**Task requirements:**
Check each line of the data for "below" and select those that have it.

(Stored items from a collection)
_ _ _ _ _ _ _
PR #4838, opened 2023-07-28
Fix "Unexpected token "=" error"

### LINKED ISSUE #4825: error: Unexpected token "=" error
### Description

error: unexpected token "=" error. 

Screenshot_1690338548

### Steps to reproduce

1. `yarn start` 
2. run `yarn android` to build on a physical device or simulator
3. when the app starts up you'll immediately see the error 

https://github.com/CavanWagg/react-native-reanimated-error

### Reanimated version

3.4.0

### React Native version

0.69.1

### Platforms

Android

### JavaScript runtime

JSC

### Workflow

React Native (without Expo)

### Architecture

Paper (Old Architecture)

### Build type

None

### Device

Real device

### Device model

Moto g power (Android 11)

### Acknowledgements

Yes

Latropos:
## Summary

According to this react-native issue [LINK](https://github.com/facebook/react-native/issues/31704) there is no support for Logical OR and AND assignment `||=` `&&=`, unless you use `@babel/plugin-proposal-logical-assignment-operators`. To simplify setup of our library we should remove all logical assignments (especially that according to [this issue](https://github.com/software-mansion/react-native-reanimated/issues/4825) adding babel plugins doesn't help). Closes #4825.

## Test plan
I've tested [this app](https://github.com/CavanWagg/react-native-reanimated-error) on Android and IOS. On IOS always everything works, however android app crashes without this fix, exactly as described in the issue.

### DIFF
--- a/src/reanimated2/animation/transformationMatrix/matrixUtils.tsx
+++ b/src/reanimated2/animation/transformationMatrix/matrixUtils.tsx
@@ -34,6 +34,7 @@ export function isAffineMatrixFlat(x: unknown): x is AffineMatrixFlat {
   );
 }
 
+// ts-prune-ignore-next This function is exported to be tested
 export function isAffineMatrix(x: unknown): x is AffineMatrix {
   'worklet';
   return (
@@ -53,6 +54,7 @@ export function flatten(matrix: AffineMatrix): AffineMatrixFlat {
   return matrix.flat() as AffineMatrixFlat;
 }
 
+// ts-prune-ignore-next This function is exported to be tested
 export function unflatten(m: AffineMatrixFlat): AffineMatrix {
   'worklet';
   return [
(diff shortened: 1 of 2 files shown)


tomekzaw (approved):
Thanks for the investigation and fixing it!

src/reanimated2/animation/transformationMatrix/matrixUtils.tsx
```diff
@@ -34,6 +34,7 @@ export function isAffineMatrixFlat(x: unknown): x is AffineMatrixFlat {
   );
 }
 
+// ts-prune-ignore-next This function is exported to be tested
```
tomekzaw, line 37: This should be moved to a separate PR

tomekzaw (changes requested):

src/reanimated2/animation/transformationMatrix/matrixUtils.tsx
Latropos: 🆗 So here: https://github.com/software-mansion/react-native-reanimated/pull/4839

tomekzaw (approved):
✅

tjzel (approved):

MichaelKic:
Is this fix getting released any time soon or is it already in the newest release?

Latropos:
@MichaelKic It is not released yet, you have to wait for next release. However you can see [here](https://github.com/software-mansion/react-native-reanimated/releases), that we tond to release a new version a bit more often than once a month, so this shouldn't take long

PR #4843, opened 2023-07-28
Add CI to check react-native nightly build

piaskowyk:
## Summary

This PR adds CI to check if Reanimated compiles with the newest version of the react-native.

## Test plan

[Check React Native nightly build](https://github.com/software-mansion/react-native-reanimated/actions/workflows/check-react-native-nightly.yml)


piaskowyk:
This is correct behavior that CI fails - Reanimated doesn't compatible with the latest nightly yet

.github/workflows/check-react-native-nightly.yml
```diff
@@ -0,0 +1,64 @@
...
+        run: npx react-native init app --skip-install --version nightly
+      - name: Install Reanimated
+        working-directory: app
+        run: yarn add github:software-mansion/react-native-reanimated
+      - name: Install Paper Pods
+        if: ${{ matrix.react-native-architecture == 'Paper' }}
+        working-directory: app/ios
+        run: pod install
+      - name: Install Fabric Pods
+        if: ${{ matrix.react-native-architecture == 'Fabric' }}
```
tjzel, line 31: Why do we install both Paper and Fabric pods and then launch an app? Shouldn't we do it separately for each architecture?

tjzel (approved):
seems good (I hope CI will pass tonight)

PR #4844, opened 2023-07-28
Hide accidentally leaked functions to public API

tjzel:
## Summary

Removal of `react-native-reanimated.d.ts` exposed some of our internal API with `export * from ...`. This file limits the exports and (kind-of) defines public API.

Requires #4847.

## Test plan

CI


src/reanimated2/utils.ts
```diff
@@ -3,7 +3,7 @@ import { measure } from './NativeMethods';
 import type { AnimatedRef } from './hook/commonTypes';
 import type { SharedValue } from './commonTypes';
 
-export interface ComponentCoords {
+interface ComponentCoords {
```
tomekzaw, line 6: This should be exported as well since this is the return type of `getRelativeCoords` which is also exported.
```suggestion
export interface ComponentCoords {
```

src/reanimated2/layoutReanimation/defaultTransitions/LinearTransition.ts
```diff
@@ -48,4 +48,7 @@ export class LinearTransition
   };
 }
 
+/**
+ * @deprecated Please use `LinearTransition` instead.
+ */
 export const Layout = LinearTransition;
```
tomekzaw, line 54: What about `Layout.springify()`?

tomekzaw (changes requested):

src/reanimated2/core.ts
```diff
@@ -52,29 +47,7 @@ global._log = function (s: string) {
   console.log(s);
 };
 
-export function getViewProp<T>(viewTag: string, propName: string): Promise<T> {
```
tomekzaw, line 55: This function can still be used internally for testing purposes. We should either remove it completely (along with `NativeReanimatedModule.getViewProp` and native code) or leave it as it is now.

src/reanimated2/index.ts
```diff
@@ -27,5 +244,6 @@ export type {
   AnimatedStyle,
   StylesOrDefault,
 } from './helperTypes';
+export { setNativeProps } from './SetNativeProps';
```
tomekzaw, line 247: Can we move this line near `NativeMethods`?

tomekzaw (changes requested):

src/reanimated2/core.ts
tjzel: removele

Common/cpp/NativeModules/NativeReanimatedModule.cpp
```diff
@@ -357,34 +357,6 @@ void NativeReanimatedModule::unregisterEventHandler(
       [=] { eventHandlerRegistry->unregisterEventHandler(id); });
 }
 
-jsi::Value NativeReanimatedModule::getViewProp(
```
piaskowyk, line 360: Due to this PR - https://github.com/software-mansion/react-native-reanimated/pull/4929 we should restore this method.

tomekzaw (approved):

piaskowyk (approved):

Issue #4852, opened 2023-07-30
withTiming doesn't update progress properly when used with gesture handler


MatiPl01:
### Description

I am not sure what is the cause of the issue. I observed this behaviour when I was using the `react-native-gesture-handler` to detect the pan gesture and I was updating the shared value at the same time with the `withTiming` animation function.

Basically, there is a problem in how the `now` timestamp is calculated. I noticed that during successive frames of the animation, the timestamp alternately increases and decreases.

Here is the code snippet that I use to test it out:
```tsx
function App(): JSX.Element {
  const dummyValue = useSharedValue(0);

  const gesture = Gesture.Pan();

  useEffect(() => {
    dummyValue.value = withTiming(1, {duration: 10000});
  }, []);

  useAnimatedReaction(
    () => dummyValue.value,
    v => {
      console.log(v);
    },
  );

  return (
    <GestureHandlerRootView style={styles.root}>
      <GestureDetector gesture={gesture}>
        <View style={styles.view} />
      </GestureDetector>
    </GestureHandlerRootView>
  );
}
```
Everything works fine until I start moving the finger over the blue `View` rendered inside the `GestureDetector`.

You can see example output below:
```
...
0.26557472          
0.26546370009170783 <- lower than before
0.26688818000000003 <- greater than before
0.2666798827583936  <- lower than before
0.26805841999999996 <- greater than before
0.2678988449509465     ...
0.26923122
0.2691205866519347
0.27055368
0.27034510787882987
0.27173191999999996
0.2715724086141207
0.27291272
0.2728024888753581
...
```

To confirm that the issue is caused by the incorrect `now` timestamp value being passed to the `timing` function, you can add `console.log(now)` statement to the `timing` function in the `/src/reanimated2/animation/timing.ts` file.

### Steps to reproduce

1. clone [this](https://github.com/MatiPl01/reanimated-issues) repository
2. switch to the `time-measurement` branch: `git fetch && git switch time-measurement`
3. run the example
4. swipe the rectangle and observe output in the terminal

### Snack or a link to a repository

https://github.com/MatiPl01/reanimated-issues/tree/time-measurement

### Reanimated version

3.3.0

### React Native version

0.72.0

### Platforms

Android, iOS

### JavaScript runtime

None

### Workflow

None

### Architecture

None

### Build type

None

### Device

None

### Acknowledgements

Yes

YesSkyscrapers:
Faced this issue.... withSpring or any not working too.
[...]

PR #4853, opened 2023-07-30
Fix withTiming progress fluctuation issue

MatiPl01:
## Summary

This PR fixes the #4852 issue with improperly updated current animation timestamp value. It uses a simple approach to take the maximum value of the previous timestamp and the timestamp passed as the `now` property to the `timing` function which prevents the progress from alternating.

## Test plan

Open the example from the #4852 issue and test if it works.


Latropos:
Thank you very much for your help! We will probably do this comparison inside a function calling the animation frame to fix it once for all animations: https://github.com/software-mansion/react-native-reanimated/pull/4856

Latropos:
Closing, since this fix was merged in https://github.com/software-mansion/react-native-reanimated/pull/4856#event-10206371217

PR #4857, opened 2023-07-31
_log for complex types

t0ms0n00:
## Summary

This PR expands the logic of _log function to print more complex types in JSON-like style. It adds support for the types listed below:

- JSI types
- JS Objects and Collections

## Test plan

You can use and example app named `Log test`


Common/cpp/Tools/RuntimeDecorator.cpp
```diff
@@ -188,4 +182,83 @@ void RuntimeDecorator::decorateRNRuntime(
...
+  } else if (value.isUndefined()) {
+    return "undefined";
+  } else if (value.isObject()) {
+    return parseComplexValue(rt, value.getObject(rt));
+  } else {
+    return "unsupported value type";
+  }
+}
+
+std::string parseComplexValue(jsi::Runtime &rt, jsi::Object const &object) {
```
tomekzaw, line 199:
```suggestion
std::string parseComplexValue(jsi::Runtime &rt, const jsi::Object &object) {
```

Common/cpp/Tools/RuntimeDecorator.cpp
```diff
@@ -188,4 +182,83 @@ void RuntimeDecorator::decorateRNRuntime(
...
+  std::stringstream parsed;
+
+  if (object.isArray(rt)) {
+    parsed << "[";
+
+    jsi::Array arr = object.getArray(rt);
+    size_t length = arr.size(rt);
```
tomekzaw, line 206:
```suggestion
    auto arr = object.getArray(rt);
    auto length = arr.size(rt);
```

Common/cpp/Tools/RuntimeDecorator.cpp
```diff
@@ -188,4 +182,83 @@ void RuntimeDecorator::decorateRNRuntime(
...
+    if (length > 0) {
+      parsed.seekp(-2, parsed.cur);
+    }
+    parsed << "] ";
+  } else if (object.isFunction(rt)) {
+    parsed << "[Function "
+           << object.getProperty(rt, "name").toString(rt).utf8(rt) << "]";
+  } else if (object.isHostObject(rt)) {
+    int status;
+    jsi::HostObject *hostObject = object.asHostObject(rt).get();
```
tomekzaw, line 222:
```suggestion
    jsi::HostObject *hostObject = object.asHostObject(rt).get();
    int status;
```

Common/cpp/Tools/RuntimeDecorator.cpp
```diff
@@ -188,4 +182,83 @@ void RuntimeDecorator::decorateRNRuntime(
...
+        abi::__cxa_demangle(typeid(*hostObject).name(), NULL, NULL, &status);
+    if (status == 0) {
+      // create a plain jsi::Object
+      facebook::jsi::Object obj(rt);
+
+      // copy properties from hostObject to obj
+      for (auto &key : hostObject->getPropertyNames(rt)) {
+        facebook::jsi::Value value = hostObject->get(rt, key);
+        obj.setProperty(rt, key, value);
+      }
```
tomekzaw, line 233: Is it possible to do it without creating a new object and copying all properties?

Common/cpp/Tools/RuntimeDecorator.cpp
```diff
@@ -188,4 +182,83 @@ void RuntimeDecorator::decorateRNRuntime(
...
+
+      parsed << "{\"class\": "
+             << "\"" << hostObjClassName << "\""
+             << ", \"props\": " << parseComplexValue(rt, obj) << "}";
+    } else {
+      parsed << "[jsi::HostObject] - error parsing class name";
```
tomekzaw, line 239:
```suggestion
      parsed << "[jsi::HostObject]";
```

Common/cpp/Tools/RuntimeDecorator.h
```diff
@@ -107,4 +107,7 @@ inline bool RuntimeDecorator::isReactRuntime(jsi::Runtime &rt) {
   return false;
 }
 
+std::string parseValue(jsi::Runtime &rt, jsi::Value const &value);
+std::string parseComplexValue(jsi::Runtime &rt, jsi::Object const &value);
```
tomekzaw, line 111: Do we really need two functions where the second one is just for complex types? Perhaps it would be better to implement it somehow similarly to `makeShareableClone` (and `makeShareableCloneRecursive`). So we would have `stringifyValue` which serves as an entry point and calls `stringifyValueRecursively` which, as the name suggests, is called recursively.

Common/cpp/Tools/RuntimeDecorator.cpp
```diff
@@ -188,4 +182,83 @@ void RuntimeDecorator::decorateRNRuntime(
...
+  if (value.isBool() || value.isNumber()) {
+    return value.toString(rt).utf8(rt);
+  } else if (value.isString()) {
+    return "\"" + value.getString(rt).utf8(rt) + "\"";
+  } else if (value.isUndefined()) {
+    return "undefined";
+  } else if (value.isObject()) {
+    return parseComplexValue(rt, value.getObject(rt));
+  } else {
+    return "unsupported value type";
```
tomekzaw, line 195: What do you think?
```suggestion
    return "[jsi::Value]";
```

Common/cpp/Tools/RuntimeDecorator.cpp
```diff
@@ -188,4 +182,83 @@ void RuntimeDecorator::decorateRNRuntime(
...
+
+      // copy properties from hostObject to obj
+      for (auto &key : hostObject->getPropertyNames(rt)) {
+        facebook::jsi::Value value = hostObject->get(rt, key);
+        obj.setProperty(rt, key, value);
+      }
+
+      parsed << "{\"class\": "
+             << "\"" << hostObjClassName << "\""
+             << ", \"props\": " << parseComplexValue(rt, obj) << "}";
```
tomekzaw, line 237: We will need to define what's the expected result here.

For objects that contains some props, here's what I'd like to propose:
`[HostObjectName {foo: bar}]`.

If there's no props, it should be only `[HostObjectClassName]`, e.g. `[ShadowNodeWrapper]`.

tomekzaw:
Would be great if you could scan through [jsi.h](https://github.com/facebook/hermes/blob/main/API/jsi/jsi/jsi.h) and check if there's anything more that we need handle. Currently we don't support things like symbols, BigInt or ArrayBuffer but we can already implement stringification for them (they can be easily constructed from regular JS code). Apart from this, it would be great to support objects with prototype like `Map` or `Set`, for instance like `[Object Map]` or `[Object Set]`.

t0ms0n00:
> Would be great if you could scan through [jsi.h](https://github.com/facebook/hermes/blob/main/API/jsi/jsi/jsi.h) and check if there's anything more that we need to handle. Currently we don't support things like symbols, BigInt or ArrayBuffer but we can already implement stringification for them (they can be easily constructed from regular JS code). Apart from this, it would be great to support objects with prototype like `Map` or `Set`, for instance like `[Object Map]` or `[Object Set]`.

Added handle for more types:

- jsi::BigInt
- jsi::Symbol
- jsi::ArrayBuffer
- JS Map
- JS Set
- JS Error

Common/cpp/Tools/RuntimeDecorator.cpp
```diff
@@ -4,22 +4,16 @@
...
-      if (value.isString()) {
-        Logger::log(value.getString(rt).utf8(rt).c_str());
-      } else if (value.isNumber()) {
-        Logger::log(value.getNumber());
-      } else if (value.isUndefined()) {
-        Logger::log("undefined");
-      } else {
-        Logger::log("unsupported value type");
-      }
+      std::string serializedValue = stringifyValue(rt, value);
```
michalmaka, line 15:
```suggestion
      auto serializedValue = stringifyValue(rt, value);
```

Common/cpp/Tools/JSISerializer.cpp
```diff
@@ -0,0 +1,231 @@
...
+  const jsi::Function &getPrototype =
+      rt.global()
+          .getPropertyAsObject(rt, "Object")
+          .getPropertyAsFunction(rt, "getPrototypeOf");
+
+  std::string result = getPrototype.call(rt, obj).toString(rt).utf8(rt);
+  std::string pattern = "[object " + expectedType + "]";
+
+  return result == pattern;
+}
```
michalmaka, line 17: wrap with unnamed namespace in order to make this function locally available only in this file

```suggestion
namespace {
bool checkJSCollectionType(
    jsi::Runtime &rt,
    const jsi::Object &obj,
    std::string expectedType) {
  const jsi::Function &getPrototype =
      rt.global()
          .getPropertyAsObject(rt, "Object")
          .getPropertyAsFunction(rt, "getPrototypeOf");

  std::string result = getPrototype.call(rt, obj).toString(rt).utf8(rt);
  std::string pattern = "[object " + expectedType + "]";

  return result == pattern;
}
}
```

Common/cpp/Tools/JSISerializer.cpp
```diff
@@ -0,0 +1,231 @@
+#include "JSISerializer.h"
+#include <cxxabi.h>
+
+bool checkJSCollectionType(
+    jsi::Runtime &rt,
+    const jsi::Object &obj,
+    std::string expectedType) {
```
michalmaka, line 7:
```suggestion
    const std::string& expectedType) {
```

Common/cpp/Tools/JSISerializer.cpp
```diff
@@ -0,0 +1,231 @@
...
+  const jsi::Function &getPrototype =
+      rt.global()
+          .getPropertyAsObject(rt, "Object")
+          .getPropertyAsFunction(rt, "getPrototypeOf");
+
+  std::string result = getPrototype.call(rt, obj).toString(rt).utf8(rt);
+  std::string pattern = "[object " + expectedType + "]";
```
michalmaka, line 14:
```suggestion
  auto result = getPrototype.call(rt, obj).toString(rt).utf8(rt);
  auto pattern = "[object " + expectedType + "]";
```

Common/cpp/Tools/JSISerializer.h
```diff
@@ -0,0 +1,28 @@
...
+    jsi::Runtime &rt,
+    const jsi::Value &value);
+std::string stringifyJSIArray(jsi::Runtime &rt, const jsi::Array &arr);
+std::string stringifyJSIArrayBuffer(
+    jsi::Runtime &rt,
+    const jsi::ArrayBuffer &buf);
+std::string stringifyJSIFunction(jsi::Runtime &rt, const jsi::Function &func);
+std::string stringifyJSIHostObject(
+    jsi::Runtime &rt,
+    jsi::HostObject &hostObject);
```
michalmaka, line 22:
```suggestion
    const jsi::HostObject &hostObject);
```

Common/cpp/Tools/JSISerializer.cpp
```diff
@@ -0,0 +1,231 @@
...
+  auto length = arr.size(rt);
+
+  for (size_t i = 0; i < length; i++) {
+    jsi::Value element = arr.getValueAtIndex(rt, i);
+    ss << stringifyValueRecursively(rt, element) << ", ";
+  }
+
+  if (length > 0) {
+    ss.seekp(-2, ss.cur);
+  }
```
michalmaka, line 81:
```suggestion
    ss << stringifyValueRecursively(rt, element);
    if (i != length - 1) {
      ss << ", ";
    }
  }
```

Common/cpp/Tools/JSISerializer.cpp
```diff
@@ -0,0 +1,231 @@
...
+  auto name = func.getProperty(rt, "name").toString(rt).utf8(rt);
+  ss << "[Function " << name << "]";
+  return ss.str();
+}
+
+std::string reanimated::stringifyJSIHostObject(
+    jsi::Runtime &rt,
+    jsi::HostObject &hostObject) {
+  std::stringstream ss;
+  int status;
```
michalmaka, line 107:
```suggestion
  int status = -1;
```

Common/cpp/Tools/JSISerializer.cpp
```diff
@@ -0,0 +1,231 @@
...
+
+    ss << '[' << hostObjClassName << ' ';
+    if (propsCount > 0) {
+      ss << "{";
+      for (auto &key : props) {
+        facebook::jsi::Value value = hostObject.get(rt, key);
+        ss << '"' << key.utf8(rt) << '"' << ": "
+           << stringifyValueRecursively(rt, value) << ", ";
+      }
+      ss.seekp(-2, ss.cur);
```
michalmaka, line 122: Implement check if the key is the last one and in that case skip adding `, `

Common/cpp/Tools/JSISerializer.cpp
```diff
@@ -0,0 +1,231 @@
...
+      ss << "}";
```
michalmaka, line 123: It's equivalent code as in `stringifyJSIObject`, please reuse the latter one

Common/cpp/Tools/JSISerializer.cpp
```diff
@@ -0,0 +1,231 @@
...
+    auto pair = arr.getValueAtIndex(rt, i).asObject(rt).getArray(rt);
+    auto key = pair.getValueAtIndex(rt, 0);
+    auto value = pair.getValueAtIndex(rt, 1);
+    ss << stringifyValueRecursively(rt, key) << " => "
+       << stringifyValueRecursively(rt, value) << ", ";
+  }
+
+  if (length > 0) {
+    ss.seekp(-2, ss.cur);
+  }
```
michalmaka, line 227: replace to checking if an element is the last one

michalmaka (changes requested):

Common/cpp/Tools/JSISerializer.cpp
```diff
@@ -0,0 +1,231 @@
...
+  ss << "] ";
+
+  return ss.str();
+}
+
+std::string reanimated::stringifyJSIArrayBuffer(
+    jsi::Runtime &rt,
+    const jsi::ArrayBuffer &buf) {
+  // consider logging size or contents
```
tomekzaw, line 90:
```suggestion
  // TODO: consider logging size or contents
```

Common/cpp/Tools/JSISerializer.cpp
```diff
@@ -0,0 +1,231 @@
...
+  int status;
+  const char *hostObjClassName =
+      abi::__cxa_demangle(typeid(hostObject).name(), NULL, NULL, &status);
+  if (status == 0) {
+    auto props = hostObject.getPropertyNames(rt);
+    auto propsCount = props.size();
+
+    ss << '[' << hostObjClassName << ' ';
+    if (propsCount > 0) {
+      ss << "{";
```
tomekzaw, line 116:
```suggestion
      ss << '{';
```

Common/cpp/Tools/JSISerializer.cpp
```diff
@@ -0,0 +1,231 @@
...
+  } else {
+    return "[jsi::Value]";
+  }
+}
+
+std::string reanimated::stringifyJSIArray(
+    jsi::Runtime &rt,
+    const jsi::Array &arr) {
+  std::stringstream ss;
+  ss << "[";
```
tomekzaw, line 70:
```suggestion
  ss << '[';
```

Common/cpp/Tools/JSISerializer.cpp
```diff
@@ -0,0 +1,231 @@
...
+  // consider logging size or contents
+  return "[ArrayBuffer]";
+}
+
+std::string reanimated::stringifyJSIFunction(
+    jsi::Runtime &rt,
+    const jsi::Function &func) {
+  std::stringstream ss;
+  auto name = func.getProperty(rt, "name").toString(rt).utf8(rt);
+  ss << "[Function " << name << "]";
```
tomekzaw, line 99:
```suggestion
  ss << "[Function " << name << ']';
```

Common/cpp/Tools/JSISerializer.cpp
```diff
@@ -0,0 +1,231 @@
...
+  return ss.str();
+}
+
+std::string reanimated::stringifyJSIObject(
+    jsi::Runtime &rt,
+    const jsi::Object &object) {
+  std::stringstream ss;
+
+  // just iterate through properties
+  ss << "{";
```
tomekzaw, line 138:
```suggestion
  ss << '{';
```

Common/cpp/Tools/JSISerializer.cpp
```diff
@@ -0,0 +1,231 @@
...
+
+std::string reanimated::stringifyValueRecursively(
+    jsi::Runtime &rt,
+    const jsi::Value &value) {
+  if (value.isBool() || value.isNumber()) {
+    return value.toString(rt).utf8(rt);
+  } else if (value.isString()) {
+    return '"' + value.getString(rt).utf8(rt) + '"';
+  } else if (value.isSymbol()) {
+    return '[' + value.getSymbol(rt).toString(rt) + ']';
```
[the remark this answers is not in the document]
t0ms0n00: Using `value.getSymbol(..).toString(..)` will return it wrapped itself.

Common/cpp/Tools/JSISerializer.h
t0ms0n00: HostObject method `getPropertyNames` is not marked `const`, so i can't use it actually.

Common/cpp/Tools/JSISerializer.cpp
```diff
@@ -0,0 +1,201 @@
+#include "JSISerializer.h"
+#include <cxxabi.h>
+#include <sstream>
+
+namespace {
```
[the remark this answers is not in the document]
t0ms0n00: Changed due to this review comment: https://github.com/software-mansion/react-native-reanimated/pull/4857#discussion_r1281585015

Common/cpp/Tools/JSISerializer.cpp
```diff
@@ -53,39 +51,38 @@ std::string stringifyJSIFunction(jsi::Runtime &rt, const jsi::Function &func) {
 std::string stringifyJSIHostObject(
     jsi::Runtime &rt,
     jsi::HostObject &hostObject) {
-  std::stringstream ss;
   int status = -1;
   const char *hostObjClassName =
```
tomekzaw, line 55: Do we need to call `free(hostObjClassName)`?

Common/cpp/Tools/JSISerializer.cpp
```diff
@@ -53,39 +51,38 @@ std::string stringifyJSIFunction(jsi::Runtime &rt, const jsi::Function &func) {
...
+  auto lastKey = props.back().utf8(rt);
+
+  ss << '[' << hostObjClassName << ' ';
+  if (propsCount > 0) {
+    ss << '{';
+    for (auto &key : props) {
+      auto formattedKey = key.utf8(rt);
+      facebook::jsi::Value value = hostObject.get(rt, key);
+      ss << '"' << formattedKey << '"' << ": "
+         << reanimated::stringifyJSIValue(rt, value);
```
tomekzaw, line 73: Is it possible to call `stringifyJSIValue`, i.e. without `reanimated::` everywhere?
_ _ _ _ _ _ _
**Task result:**
You can see example output below:
This PR expands the logic of _log function to print more complex types in JSON-like style. It adds support for the types listed below:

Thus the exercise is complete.